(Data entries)
"""

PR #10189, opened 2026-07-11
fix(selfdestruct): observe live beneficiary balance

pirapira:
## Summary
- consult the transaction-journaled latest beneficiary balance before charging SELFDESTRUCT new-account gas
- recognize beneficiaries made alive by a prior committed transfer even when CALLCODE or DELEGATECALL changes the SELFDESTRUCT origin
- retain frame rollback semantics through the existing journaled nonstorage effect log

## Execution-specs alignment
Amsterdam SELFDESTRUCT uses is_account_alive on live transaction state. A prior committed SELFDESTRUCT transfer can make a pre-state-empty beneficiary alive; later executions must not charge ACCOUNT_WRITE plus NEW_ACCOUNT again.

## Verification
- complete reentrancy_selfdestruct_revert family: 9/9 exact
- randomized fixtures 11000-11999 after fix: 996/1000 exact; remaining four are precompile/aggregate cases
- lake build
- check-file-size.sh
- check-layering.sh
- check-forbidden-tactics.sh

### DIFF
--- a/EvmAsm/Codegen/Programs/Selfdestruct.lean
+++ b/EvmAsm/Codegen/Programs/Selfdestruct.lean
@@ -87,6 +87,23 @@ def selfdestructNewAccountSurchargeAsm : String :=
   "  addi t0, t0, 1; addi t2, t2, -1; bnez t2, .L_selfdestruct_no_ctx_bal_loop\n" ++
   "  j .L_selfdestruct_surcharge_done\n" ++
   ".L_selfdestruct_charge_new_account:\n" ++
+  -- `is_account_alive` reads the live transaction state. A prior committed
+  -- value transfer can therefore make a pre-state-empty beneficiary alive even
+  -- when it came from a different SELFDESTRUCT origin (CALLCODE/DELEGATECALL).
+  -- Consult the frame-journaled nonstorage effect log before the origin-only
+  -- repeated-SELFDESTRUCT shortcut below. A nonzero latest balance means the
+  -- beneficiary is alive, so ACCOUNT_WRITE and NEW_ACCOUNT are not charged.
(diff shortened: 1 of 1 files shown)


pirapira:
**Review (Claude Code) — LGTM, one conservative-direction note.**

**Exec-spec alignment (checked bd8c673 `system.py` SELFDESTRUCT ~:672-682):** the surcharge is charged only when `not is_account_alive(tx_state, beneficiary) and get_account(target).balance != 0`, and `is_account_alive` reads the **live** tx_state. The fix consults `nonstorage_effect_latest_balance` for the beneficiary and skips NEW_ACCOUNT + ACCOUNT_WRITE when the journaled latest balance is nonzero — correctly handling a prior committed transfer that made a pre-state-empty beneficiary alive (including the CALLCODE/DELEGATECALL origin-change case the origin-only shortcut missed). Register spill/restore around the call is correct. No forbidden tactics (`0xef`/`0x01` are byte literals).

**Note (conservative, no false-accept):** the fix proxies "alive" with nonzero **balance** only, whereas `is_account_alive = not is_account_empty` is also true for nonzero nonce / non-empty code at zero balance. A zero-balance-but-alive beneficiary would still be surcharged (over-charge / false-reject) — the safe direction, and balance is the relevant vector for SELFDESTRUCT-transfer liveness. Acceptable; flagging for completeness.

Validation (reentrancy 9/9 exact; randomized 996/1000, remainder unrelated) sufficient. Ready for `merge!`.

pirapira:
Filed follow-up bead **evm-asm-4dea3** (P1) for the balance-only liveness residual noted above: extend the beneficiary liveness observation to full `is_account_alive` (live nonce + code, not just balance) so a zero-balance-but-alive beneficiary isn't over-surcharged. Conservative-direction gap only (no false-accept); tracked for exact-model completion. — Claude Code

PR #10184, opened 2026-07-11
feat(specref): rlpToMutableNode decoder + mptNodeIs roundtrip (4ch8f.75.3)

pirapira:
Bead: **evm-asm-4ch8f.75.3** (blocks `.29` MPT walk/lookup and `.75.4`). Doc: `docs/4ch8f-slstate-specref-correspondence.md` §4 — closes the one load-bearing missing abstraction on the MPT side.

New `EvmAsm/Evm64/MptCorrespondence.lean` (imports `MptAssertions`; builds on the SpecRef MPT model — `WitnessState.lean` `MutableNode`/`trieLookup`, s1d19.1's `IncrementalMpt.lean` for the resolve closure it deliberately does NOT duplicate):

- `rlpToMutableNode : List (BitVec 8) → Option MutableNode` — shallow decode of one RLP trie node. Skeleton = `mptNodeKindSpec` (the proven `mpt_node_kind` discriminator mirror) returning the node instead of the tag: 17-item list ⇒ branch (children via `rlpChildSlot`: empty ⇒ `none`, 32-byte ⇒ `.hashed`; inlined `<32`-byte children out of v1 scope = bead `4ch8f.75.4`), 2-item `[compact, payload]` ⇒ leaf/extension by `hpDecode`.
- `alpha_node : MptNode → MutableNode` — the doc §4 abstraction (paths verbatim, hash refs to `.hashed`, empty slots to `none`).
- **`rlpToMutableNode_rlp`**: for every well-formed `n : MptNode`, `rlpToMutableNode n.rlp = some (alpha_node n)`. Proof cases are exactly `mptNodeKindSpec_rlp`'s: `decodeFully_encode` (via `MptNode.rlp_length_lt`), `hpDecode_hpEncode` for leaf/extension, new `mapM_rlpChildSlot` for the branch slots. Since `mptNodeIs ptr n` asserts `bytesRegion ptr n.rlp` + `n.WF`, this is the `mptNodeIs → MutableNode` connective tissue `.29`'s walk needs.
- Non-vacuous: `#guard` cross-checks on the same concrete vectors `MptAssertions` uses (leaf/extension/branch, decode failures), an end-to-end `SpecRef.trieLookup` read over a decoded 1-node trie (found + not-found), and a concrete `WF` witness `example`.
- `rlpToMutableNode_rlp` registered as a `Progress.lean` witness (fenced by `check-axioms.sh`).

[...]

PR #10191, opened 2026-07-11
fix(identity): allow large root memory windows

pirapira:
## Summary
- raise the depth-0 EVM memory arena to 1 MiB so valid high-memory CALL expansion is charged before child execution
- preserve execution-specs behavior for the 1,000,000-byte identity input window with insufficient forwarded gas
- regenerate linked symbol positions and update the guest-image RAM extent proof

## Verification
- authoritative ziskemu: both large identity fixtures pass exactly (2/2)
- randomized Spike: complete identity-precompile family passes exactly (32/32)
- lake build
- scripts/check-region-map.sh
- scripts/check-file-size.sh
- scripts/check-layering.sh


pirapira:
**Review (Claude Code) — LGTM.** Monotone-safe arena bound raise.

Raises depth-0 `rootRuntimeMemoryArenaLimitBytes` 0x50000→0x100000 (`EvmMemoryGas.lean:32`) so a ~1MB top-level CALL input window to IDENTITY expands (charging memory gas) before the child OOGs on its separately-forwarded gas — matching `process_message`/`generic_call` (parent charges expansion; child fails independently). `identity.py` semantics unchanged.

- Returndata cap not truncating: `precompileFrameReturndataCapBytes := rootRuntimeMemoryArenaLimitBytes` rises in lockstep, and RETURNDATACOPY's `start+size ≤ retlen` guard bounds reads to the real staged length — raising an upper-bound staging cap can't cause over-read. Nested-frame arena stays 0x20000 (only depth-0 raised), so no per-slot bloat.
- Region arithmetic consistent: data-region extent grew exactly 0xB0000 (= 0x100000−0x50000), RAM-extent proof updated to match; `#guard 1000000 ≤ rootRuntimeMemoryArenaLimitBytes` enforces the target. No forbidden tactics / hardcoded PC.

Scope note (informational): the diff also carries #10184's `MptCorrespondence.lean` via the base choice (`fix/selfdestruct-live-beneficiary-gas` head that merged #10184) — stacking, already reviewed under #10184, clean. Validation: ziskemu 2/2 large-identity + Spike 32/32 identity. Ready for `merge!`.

"""

## TASK ITEM
Exactly as they stand, set down the lines from the top of the data through the line with "SELFDESTRUCT origin (CALLCODE/DELEGATECALL).".

## ANSWER FOR THIS EXERCISE
PR #10189, opened 2026-07-11
fix(selfdestruct): observe live beneficiary balance

pirapira:
## Summary
- consult the transaction-journaled latest beneficiary balance before charging SELFDESTRUCT new-account gas
- recognize beneficiaries made alive by a prior committed transfer even when CALLCODE or DELEGATECALL changes the SELFDESTRUCT origin
- retain frame rollback semantics through the existing journaled nonstorage effect log

## Execution-specs alignment
Amsterdam SELFDESTRUCT uses is_account_alive on live transaction state. A prior committed SELFDESTRUCT transfer can make a pre-state-empty beneficiary alive; later executions must not charge ACCOUNT_WRITE plus NEW_ACCOUNT again.

## Verification
- complete reentrancy_selfdestruct_revert family: 9/9 exact
- randomized fixtures 11000-11999 after fix: 996/1000 exact; remaining four are precompile/aggregate cases
- lake build
- check-file-size.sh
- check-layering.sh
- check-forbidden-tactics.sh

### DIFF
--- a/EvmAsm/Codegen/Programs/Selfdestruct.lean
+++ b/EvmAsm/Codegen/Programs/Selfdestruct.lean
@@ -87,6 +87,23 @@ def selfdestructNewAccountSurchargeAsm : String :=
   "  addi t0, t0, 1; addi t2, t2, -1; bnez t2, .L_selfdestruct_no_ctx_bal_loop\n" ++
   "  j .L_selfdestruct_surcharge_done\n" ++
   ".L_selfdestruct_charge_new_account:\n" ++
+  -- `is_account_alive` reads the live transaction state. A prior committed
+  -- value transfer can therefore make a pre-state-empty beneficiary alive even
+  -- when it came from a different SELFDESTRUCT origin (CALLCODE/DELEGATECALL).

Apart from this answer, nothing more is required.